Some problems originate outside the country. Aid from Venezuela, whose own economy is being choked by US sanctions, has dropped to nearly zero. In February, Taiwan announced it would lend $100 million dollars; but that lifeline has not materialized. The US administration imposed sanctions on Nicaragua in December, and that, according to one Taiwanese official, made the banks wary. In June, the World Bank reaffirmed its decision to freeze new lending to the country, stipulating that any change would be contingent on an improvement in conditions for project implementation.

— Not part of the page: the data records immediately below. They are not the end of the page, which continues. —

PR #7254, opened 2026-09-17
feat(runtime): add automatic skill delivery to BuiltInAgent

maxkorp:
BuiltInAgent can now consume published Learning skills through an optional `learnedSkills` configuration, without a wrapper or separate adapter package. Classic mode adds the catalog and executable skill tools automatically. Factory callbacks receive `{ catalog, tools }`; both are empty when delivery is unconfigured or a verified snapshot contains no skills.

Each invocation, including a resume, captures one verified snapshot. Clones share the refresh cache, while tool closures retain their invocation's snapshot. Existing revision pins, ETags, stale-cache recovery, and fail-closed delivery denials are preserved. The shared registry now lives inside Runtime, with the private adapter package retaining its exports as a compatibility facade. Classic mode defaults to 10 steps when skills are available so the model can use loaded guidance; explicit `maxSteps` still wins.

Validation:
- Runtime: 2,500 tests passed; shared registry: 89; LangGraph: 40; Mastra: 21. All four packages built and passed type checks.
- Real AI SDK execution over the canonical HTTP client covers both skill tools, follow-up model context, empty snapshots, and refreshed resumed runs. Real interrupt tools also pause correctly before and after skill loading with the default multi-step limit. Unit coverage also includes cloning, cancellation, pinned revisions, denial behavior, and tool-name collisions.
- A clean external consumer installed packed Runtime artifacts, imported ESM/CJS, exercised both modes, and compiled both documentation examples under strict TypeScript/NodeNext.
- Minimum and latest supported versions of both TypeScript adapters passed standalone installation, ESM/CJS, type inference, and native execution suites.
- Independent code review found a cancellation race; the fix and regression test are included.

The usage tests use a scripted model and local HTTP snapshot server. Live Learning generation and browser UI testing were not performed for this change.

Review notes:
- The real AI SDK pauses at interrupt tools without results, even with a multi-step limit. Tests cover interrupts both before and after loading a skill; the old single-step-only comment was corrected.
- The suggested HTTPS-only policy would change existing registry and canonical-client behavior, including private HTTP deployments. This PR preserves the existing URL policy; transport-policy changes need a separate SDK-wide decision.

Martha review follow-up:
- Export `BuiltInAgentFactoryContext` without changing the existing request-scoped `AgentFactoryContext`, and type the frozen skill tools as `Readonly<ToolSet>`. Source type checks and an installed NodeNext consumer cover both.
- Stop MCP setup after cancellation at every asynchronous boundary, and close a managed client that finishes connecting after unsubscribe. Regression tests cover pending connection and tool lookup.
- Cover TanStack delivery and resumed refresh, an explicit classic `maxSteps` override, and classic delivery errors. Correct empty-snapshot docs and the factory context name.

Final CI: 78 checks passed, 3 skipped on `99bb9e4b1ece6fac584eecb9302323b1a5177b0f`. The docs UI timeout passed on rerun. Branch includes freshly fetched `origin/main`.


marthakelly (commented):
The remaining CodeRabbit feedback about cancellation during MCP setup and the empty-snapshot docs looks valid to me.

**The exported `AgentFactoryContext` has no `learnedSkills`**

The docs point users to `AgentFactoryContext` from `@copilotkit/runtime/v2`, but that export only contains `request`.

The BuiltInAgent context is hidden by the name collision. Can we export it as `BuiltInAgentFactoryContext`?

**Mutating `learnedSkills.tools` compiles and then throws**

The runtime freezes this map, but its public type is mutable `ToolSet`.

Can we use `Readonly<ToolSet>` so TypeScript rejects mutation?

**Three learned-skill paths can break without failing CI**

The tests do not cover TanStack delivery, an explicit `maxSteps` override, or classic-mode delivery errors.

Can we add these cases?

showcase/shell-docs/src/content/docs/backend/custom-agent.mdx
```diff
@@ -160,10 +160,11 @@ Factory mode accepts a config with two fields:
 - **`type`:** which backend you're using: `"aisdk"`, `"tanstack"`, or `"custom"`
 - **`factory`:** a function that receives the raw request and returns a backend-native stream
 
-The factory receives an `AgentFactoryContext` (from `@copilotkit/runtime/v2`):
+The factory receives an `BuiltInAgentFactoryContext` (from `@copilotkit/runtime/v2`):
```
marthakelly, line 163: **The factory guide makes `learnedSkills` look unavailable**

Factory mode now accepts `learnedSkills`, but this section still says the config has two fields. It lists only `type` and `factory`.

Can we add `learnedSkills` to this list and the shared version?

packages/runtime/src/agent/__tests__/learned-skills.test.ts
```diff
@@ -0,0 +1,388 @@
...
+      contexts[0].learnedSkills.catalog,
+    );
+    fetch.mockRejectedValue(new LearnedSkillsError("DELIVERY_DISABLED", false));
+    await expect(
+      collectEvents(agent.run(createDefaultInput())),
+    ).rejects.toMatchObject({ code: "DELIVERY_DISABLED" });
+    expect(contexts).toHaveLength(2);
+  });
+
+  it("rejects a client tool that shadows a learned skill tool before calling the model", async () => {
```
marthakelly, line 368: **Reserved skill tools can be shadowed without a test failure**

The docs say client, config, and MCP tools cannot use the reserved skill-tool names. The current test covers only client tools.

Can we add cases for `config.tools`, `mcpClients`, and `mcpServers`?

marthakelly (approved):

PR #7262, opened 2026-09-17
fix(web-inspector): verify evidence content before highlighting

marthakelly:
## What does this PR do?

If a message changes after Learning loads, its evidence link can highlight text that Learning never analyzed. The message ID stays the same, so navigation by ID cannot detect the edit.

Inspector now checks the expected message hash against the current conversation and the row it will highlight. A mismatch, removed message, missing hash, or failed verification shows an unavailable notice. The Thread remains open for inspection. Changes during verification cannot apply an old result, and a later content update clears an existing highlight.

Shared preserves optional `messageHashes` through runtime and browser parsing. Each entry is SHA-256 of `JSON.stringify([role, content])`, aligned with `messageIds`. Both parsers reject malformed hashes and mismatched counts.

## Related PRs and Issues

- API producer: https://github.com/CopilotKit/Intelligence/pull/1268
- Refs https://linear.app/copilotkit/issue/PE-53

Deploy the API producer and update the runtime and Inspector to enable the full check. Older runtimes discard hashes. With missing hashes or unavailable Web Crypto, the new Inspector shows the notice and does not highlight evidence. Web Crypto requires HTTPS or localhost. Ordinary Thread navigation is unchanged. Existing snapshot-only assistant and tool-result focus gaps still show unavailable evidence.

## Validation

- `NX_DAEMON=false pnpm nx run @copilotkit/web-inspector:test --excludeTaskDependencies` — 717 tests pass, including 11 new navigation cases.
- `NX_DAEMON=false pnpm nx run @copilotkit/shared:test --excludeTaskDependencies -- src/utils/inspector-learning` — 13 tests pass.
- `NX_DAEMON=false pnpm nx run-many -t check-types,build -p @copilotkit/shared,@copilotkit/web-inspector` — passes, including test types.
- `NX_DAEMON=false pnpm nx run @copilotkit/web-inspector:test:browser` — 11 browser tests pass.
- Oxlint on changed TypeScript files through `nx exec` — zero errors, 9 warnings. Oxfmt and `git diff --check` pass.

The new navigation tests use the actual Learning controls, response parser, Thread store, and detail renderer. Before the fix, seven cases failed because Inspector did not reject unverified evidence. Unchanged user and assistant messages remain positive controls. Additional cases cover edits during verification and after an initial highlight.

A manual browser check used persisted API output in the standalone workbench. Unchanged evidence opened the original refund text. Editing the same message before the click showed the unavailable notice without a highlight. This used local HTTP fixtures, not a deployed Intelligence service. Production latency was not measured.

The full pre-commit package gate also passes: tests, publint, and attw across all 28 affected packages, with their build dependencies. The initial worktree dependency and SQLite native-binding errors were resolved before commit.

## Documentation

Updated Shared and Web Inspector READMEs with the hash format and mixed-version behavior. The API PR documents the producer contract and rollout order.

## Summary by CodeRabbit

* **New Features**
  * Verifies learning evidence before highlighting referenced messages.
  * Shows verification status when evidence is changed, removed, unavailable, or cannot be verified.
  * Preserves optional message hashes and supports older evidence data without hashes.
  * Clears highlights when message content changes during verification.

* **Documentation**
  * Documented evidence hash formats and verification behavior.

* **Tests**
  * Added coverage for valid, invalid, missing, and unavailable hashes and navigation scenarios.


tylerslaton (approved):

tylerslaton (approved):
Reviewed at 6c2d8988. No actionable findings in the standards or behavioral review, including hash compatibility with the linked producer, verification races, and failure handling. Tests were not rerun locally because this worktree has no installed dependencies.

marthakelly (commented):
**A failed message refresh can leave stale evidence marked as verified**

When live messages change, Inspector starts a silent `/messages` refresh. While it waits, verification still uses the old conversation. If the refresh fails, the old evidence remains accepted even though Inspector could not check the current message.

Can we mark the evidence as unverified when `liveMessageVersion` changes, then verify it again after the refresh succeeds? Please add a regression test where the message changes and the next `/messages` request fails.

**The browser suite can pass without exercising evidence verification**

The new navigation tests replace `crypto` with Node Web Crypto. None of the Playwright tests clicks an evidence link or checks the browser `crypto.subtle` path. The browser suite can stay green if the Learning-to-Threads wiring or browser hash check breaks.

Can we add a Playwright test for a valid hash and an invalid or missing hash?

PR #7270, opened 2026-09-18
feat: AG-UI 1.0 for CopilotKit

mme:
Moves CopilotKit onto the released AG-UI 1.0 packages, with the source changes 1.0 requires.

Supersedes #6944, which validated the same work against `pkg.pr.new` preview tarballs while 1.0 was still unreleased. AG-UI 1.0.0 is now published on npm, so the previews and everything built to consume them are gone.

## Dependencies

`@ag-ui/core`, `client`, `proto` and `encoder` move to `1.0.0` across 23 manifests. The integration packages keep the versions already in use, because they have not been released for 1.0: `langgraph` 0.0.43 (0.0.42 in sdk-js), `mcp-middleware` 0.0.2, `mcp-apps-middleware` ^0.1.1, `a2ui-middleware` 0.0.10. They resolve their own older `@ag-ui/client` transitively, exactly as on main today.

The scaffolding that only existed to consume URL pins is removed: the twelve `pnpm.overrides` entries that forced every transitive dependency onto a preview tarball, the root AG-UI devDependencies and the `yaml` helper they needed, the explicit client dependencies added to `sdk-js` and the Angular demo server for exotic-dependency re-resolution, and `scripts/release/lib/ag-ui-previews.ts` with its test. The Angular, Runtime and Channels packed-consumer verifiers are back to their base form, since there is no preview tarball to materialize.

Two dependencies stay, for the reason they were added. The Vue demo's server code imports `@ag-ui/client` directly. And `@copilotkit/core`'s raw-event test imports `@ag-ui/core/schemas` — that had only ever resolved through the overrides, so removing them surfaced an undeclared dependency, now a devDependency of that package.

## Source changes for 1.0

Runtime and Channels emit completion reasons in `metadata.finishReason`, preserving other metadata and usage aggregation. Runtime schema imports use `@ag-ui/core/schemas`; private legacy binary adapter types retain image/PDF conversion. Test agents supply the required lifecycle identifiers and error messages while preserving their behaviour assertions.

CopilotKit's run/connect request parsers apply a private local copy of AG-UI's seven legacy request-null conversion rules before strict validation. Direct request parsing is the documented exception to AG-UI's internal compatibility boundary, so this needs no new public AG-UI helper. Historically accepted whole optional nulls become absent, required and nested application nulls survive, and fields already invalid on main remain invalid. Regression tests cover parsing and actual HTTP/BuiltInAgent execution with the public helper absent.

Runtime's existing OpenAI peer is required by removing only its optional marker, with the generated public API manifest updated accordingly. Dependency ranges and runtime source are unchanged, preserving caller-provided OpenAI instances.

## Summary by CodeRabbit

* **New Features**
  * Added support for AG-UI 1.0 content formats across chat, tool rendering, and agent integrations.
  * Tool results now convert text and media content into readable output.
  * Run completion metadata, including finish reasons and usage details, is preserved across nested runs.

* **Bug Fixes**
  * Improved handling of legacy null request fields while preserving valid application data.
  * Improved state and event validation and recovery for malformed updates.
  * Cancelled runs now transition correctly to the final agent node.


nathan-tj-xie:
waiting for release

AlemTuzlak:
## Review of the AG-UI 1.0 move: what we found and what we changed

We reviewed this PR for three things: breaking changes for existing users, compliance with the AG-UI 1.0 spec, and Intelligence. We also checked whether CopilotKit can accept AG-UI 0.x and 1.0 at the same time, so that this can ship in a minor release. We pushed the fixes to this branch and merged `main` three times. The last merge is `71bbd2d42e`.

### What we found

**Blockers**

1. **The runtime rejected legacy `binary` parts with HTTP 400.** The request parser uses the 1.0 `RunAgentInputSchema`, which has no `binary` part. 0.0.59 accepted it. Older frontends, stored history, and app code that adds `binary` parts (for example, the showcase multimodal shim) failed.
2. **Thread replay skipped the 1.0 compatibility boundary.** `ɵconnectWithoutEventVerification` is a copy of the 0.0.57 `connectAgent` pipeline. Every reconnect uses it, both self-hosted and Intelligence. Stored `THINKING_*` events and `binary` parts in `MESSAGES_SNAPSHOT` were not translated, so reasoning history was lost and attachments did not render.
3. **Intelligence run streams could flood the console.** The Intelligence runner stamps `thread_id` and `run_id` on every event. It also adds `threadId` and `runId` to events that do not declare them. The 1.0 client strips unknown fields and warns once per field, per event.
4. **`instanceof HttpAgent` failed for an `HttpAgent` from another `@ag-ui/client` copy.** This happens when an app pins its own 0.x client. CopilotKit then skipped core headers (auth, license) and abort wiring, and it did not report an error.

**Spec gaps (1.0 MUST rules)**

- A stopped run finished with no outcome, which means success. The spec requires `outcome: { type: "cancelled" }`.
- The runner finalizer did not close reasoning. In 1.0 the client fails a run that ends with reasoning still open, so a stop during reasoning failed the run. The synthetic `RUN_FINISHED` also had no `threadId` or `runId`.
- `BuiltInAgent` did not send `protocolVersion` on `RUN_STARTED`.
- A provider file handle (`source.type: "file"`) was sent to the model as base64 media. `getSourceUrl` turned it into `data:undefined;base64,<handle>`.

**Breaking changes and misses**

- The react-core and vue v2 entries re-export `@ag-ui/client`, which no longer exports the zod validators. About 110 names that users import today would have disappeared.
- The `mcp-apps-renderer` peer was pinned to exactly `@ag-ui/client` 0.0.59, so every React install reported an unmet peer.
- The runtime imports `@ag-ui/core/schemas`, which loads `zod/v4`, but it accepted `zod` ^3.23.3. `zod/v4` needs 3.25.18 or later.
- The first merge of `main` failed to type-check. `shared`'s `>=0.0.48` peer resolved to `@ag-ui/core` 0.0.57 inside the workspace.
- The PR description said that the integration packages use an older client of their own. They use the 1.0 client through their `>=0.0.x` peer. We corrected the description.
- There was no upgrade note for users.

### What we changed

| Commit | Change |
| --- | --- |
| `1b8a6e7c3f` | Merged `main`. `shared` now dev-depends on `@ag-ui/core` 1.0.0, and the lockfile is re-resolved from main's version. |
| `8731c50e11`, `fa4794a78d` | `mcp-apps-renderer` accepts `@ag-ui/client >=0.0.59`. The public API manifest records it. |
| `ed070800c3` | The react-core and vue v2 entries also re-export `@ag-ui/core/schemas`. Only names that 1.0 removed are gone (`THINKING_*` types, `BinaryInputContent`, `SubAgentInfo`, `BackwardCompatibility_0_0_47`). |
| `d47ffa3b31` | The request parser upgrades `binary` parts to media parts, as the client does. It drops a mirror of a modern part, and drops an id-only part with a warning. |
| `79cda350d4` | Replay runs through `CompatibilityBoundary`. It still skips `verifyEvents` and also skips `enforceEvents`, so one malformed stored event cannot block hydration. The gateway replays `RUN_STARTED` without `runId`. |
| `43ef41b753` | `stripIntelligenceRoutingFields` removes the routing fields on the run stream only. The gateway still receives them. |
| `53a034d7e8` | `ɵisHttpAgent` replaces `instanceof HttpAgent` in core, react-core, vue and angular. |
| `6d927178e3` | A stop finishes as `cancelled`, but only when the client declared `protocolVersion`, because a 0.x client cannot parse that outcome. The finalizer closes reasoning and stamps `threadId` and `runId`. `BuiltInAgent` sends `protocolVersion`. |
| `832df205f9` | File-handle parts are dropped with a warning. A tool result whose parts were all dropped is `""`. `getSourceUrl` returns `""` for a handle. React Native accepts the part. |
| `b7fdfb54b9` | The runtime requires `zod` ^3.25.18. |
| `8ec452a6a4` | The new helper uses string literals instead of the `EventType` value. That one import made the bundler put the client and zod v4 into the initial chunk: the Angular showcase went from 1.49 MB to 1.95 MB and failed its budget. It is back to 1.49 MB. |
| `60b8bb0c51` | A new docs page: `docs/migrate/ag-ui-1.0`. |

### Can 0.x and 1.0 run together?

- **On the wire: yes.** A 1.0 frontend reads 0.x streams through the client's compatibility boundary. A 0.0.59 frontend reads the 1.0 runtime's output, because the additions are optional and `cancelled` is sent only to 1.0 clients. The runtime accepts 0.x requests, including `binary` parts and legacy nulls.
- **At the TypeScript level: not fully.** An app with its own `@ag-ui/*` 0.x can see type errors, because `AbstractAgent` and `Message` come from two copies. Such apps must upgrade `@ag-ui/*` to 1.0 together with CopilotKit. The upgrade guide says this. Full type-level support would need a structural agent type in CopilotKit's public API. We did not add one.

### How we verified it

- `check-types` passes for all 32 affected projects.
- Full test suites pass for these packages (number of tests):

  | Package | Tests | Package | Tests |
  | --- | --- | --- | --- |
  | runtime | 2635 | react-core | 1732 |
  | vue | 1146 | core | 954 |
  | web-inspector | 728 | shared | 502 |
  | channels-slack | 461 | angular | 369 |
  | channels-core | 313 | react-native | 299 |
  | channels-intelligence | 219 | channels-telegram | 173 |
  | runtime-client-gql | 133 | sdk-js | 118 |
  | intelligence-delivery-core | 89 | react-ui | 75 |
  | channels-whatsapp | 74 | intelligence-langgraph | 40 |
  | intelligence-mastra | 21 | mcp-apps-renderer | 16 |
  | sqlite-runner | 15 | agentcore-runner | 5 |

- During the full runs, four tests timed out under machine load. All four pass when run alone.
- CI was fully green on `8ec452a6a4`. CI runs again on `71bbd2d42e` after the latest merge of `main`.
- One note: we skipped the pre-commit hook's `test-packages` step, because it needs Ruby and .NET toolchains that the machine did not have. We ran the tests above instead.

### Still open before merge

- **Test with the real Intelligence gateway.** The Intelligence fixes rest on the gateway shapes that the test fixtures encode. A manual run is still necessary: live streaming, reconnecting a thread, and stopping a run.

PR #7271, opened 2026-09-18
fix: restore pending frontend HITL tools after replay

ranst91:
Reloading an Intelligence thread restored frontend HITL tool calls but left them without an active response handler, so the user could see the approval UI without being able to answer it.

This adds an internal frontend-tool classification and tags HITL registrations in React, Vue, and Angular. Shared core restores unanswered HITL handlers after replay and continues the agent with the user's result. Ordinary frontend tools remain passive; native interrupt handling is unchanged. React Native and legacy React wrappers inherit the React registration.

Restoration finishes independently of the connection lifecycle, preserves sequential prompts across reconnects, ignores saved or remotely supplied answers, and cancels superseded interactions when switching threads. The classification is not sent in the AG-UI tool schema.

Validation: formatting and lint pass; explicit type checks, full test suites, and builds pass for core, React, Vue, and Angular. Coverage includes replay → answer → continuation, saved and remote answers, repeated reconnects, sequential prompts, thread switching, and keeping tool classification off the wire. Commit hooks also passed tests and package-export checks across 24 affected projects. Live Intelligence browser validation remains a follow-up before marking this draft ready.

PNI-449

## Summary by CodeRabbit

* **Bug Fixes**
  * Improved human-in-the-loop tool behavior after reconnecting or switching conversations.
  * Pending approval requests now resume correctly, while completed or remotely answered requests are not duplicated.
  * Responses remain sequential for multi-step interactions, and stale responses are safely ignored.
  * Ordinary tools continue to operate normally during standard agent runs.
* **Improvements**
  * Human-in-the-loop tools are now explicitly distinguished from regular tools for more reliable processing across supported Angular, React, and Vue integrations.


packages/core/src/core/run-handler.ts
```diff
@@ -714,73 +765,124 @@ export class RunHandler {
...
-            let wildcardTool: FrontendTool<any> | undefined;
-            const getWildcardTool = () => {
-              if (tool || wildcardTool) {
-                return wildcardTool;
-              }
-              wildcardTool = this.getTool({
-                toolName: WILDCARD_TOOL_NAME,
-                agentId: agent.agentId,
-              });
+    for (const message of newMessages) {
```
tylerslaton, line 810: [P2] Reconcile already-known pending calls after a remote answer

If the initial replay contains unanswered HITL calls A and B, the first restoration pass waits on A before reaching B. When another client answers A, a same-thread reconnect excludes B from `newMessages` because its message ID was already present (see `connect-replay.ts`). The barrier above releases, but this loop never visits B. Meanwhile, the original pass still awaits A's local promise, and A's completed UI no longer exposes `respond`, so B cannot progress. The new remote-answer test misses this because B first appears during the second replay. Please reconcile unanswered calls from current `agent.messages`, or settle/cancel the superseded local handler, and cover the case where both A and B exist before the remote answer.

packages/core/src/core/run-handler.ts
```diff
@@ -233,6 +244,9 @@ export class RunHandler {
    */
   abortCurrentRun(): void {
     this._runAbortController?.abort();
+    for (const replay of this._replayAbortControllers.values()) {
```
tylerslaton, line 247: [P2] Scope replay cancellation to the agent being stopped

`CopilotKitCore.stopAgent({ agent: A })` calls this method, but the new loop aborts replay controllers for every agent. If B has a restored pending approval, stopping A also rejects B's HITL handler and clears its response resolver. Because replay aborts discard the result, B is left unanswered without a working handler until reconnect. Please pass the target agent into cancellation and abort only its replay controllers. A regression test should restore B's approval, stop A, and verify B can still answer and continue.

tylerslaton (changes requested):
Two replay lifecycle issues need addressing before merge. I confirmed both control-flow cases using isolated reproductions of the changed methods; I did not run the full test suites.

packages/core/src/core/run-handler.ts
```diff
@@ -714,73 +770,157 @@ export class RunHandler {
...
+              this._interactionAbortControllers.set(agent, interactions);
+              signal?.addEventListener("abort", abortInteraction, {
+                once: true,
+              });
+              if (signal?.aborted) abortInteraction();
+            }
+            const executionSignal = interactionController?.signal ?? signal;
+            const discardOnAbort =
+              toolExecutionMode === "human-in-the-loop" ||
+              !!interactionController;
```
tylerslaton, line 952: [P2] `stopAgent` during a live HITL no longer records a tool result

With `discardOnAbort` true for every live tool tagged `human-in-the-loop`, a stop skips both the result insert in `executeSpecificTool` and the `TOOL_HANDLER_FAILED` error. I confirmed with a core probe: the tagged path leaves zero tool results and no error; an untagged tool on the same stop (main's behavior, and the provider-prop path today) inserts `Error: Human-in-the-loop interaction aborted` and emits `TOOL_HANDLER_FAILED`.

For agents without `/connect` (plain `HttpAgent`, every non-Intelligence app) nothing restores the call afterwards: the card drops to `InProgress` with no `respond` (`onToolExecutionEnd` clears `executingToolCallIds`, and no tool message exists), and the next user message ships an assistant tool call with no result. `ɵrepairToolCallPairs` only runs when a `messageFilter` is set. Reachability is programmatic (`stopAgent` / `abortRun`), since the chat's Stop button is gated on `agent.isRunning`, which is already false while a HITL waits.

The "restores a stopped live interaction even if its handler ignores cancellation" test asserts the new behavior, so I take this as deliberate. Please either keep the error result when the agent cannot be restored (connect not implemented / no reconnect will follow), or state the new contract explicitly and update the comments in `use-human-in-the-loop.tsx` and both providers that still say the abort exists "so core records an explicit error tool result".

packages/core/src/core/run-handler.ts
```diff
@@ -224,15 +224,34 @@ export class RunHandler {
   private _anonymousAgentIds = new WeakMap<AbstractAgent, string>();
   private _nextAnonymousAgentId = 0;
 
+  /** Prevent reconnects from starting an interaction already executing locally. */
+  private _executingToolCalls = new WeakMap<AbstractAgent, Set<string>>();
+
+  private _interactionAbortControllers = new Map<
```
tylerslaton: [P3] Make this a `WeakMap`

Entries live until every controller settles, and a handler orphaned by a remote answer never settles until an abort. A thread-scoped `useAgent({ runtimeAgentId, threadId })` proxy unmounted with a pending HITL is retained forever. Nothing iterates this map, so it can be a `WeakMap` like `_executingToolCalls`.

tylerslaton (changes requested):
Re-review at 6825cbe. Both earlier P2s are resolved and covered by tests (remote-answer reconciliation via the full `agent.messages` walk plus the "already known: true" case; per-agent `abortCurrentRun`). Two new P2s below, one inline and one outside the diff.

**[P2] Provider-prop HITL registrations are not tagged (outside the diff)**

The React `humanInTheLoop` prop path (`packages/react-core/src/v2/providers/CopilotKitProvider.tsx`, `processedHumanInTheLoopTools`) and the Vue equivalent (`packages/vue/src/v2/providers/CopilotKitProvider.vue`, `processedHumanInTheLoop`) build their `FrontendTool` without `type: "human-in-the-loop"`. Those tools are still not restored after replay, are not cancelled on thread switch, and keep the old stop behavior, so the two registration paths now diverge. Angular is fine because both its paths go through `#bindHumanInTheLoopTool`. Please add `type` in both providers with a test.

**Verified locally**

- `type` never reaches the wire; ordinary tools stay passive on connect; wildcard HITL restores.
- Extra probes: a live HITL plus two same-thread churn reconnects yields one handler, one result, one follow-up; a user run while a restored HITL is pending still lets the answer land and continue.
- Suites at 6825cbe: core 941 passed, react-core 1714 passed, vue HITL 26 passed, angular 354 passed.

tylerslaton (approved):

PR #3802, opened 2020-07-27
Bind query values in websocket servers

dorian-yeager:


vinhbt:
I think it should be include fix miss build ssl context in buildSslContext function when scheme is wss.

jameskleeh:
@graemerocher I think the most correct fix for this is:

1. Change the request binder registry to add a specific binder for `@QueryValue`
2. Change the request binder registry to not return a default binder. A new method would be created to emulate the current behavior. This is a breaking change, however you could argue the DefaultRequestBinderRegistry should be internal.. The contract returns an optional, however an empty optional is never returned in the current implementation.
3. Remove the hacky logic in WebSocketStateBinderRegistry https://github.com/micronaut-projects/micronaut-core/blob/master/websocket/src/main/java/io/micronaut/websocket/bind/WebSocketStateBinderRegistry.java#L70
4. Create a new default binder for the websocket binder registry

The fix I have put in place keeps the query value binding logic in one place without changing the behavior of the request binder registry

graemerocher:
@jameskleeh sounds reasonable, in the meantime should be this PR be merged?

Internal problems plague the economy, too. A 2017 corruption assessment by GAN Integrity finds corruption in Nicaragua “impairs the functioning of state institutions and limits foreign investment”; the court system faces “heavy political pressure” and is “susceptible to corruption and manipulation by politicians and criminal organizations”; and the tax and customs sectors are hotbeds of “extortion, facilitation payments, and kickbacks.”

Still, Nicaragua faces nothing like the collapse in Venezuela. Remittances by expatriate workers have increased recently, reaching $384 million in the first quarter, some 8.6% higher than the same period in 2018, according to the central bank. And if the World Bank froze new commitments, it did not cancel existing loans of $541.8 million for a total of 11 projects in agriculture, water and sanitation, telecommunications, land administration, education, health, food security and nutrition, and financial administration. The country’s banking system reports healthy numbers for liquidity and profitability.

An early election could produce a solution to the political impasse. “Investors do not have confidence in the macroeconomic or political stability of the country,” says Arana, who has also served as finance minister and as president of the central bank.

The next election is scheduled for 2021. Ortega has so far rejected proposals for an earlier date.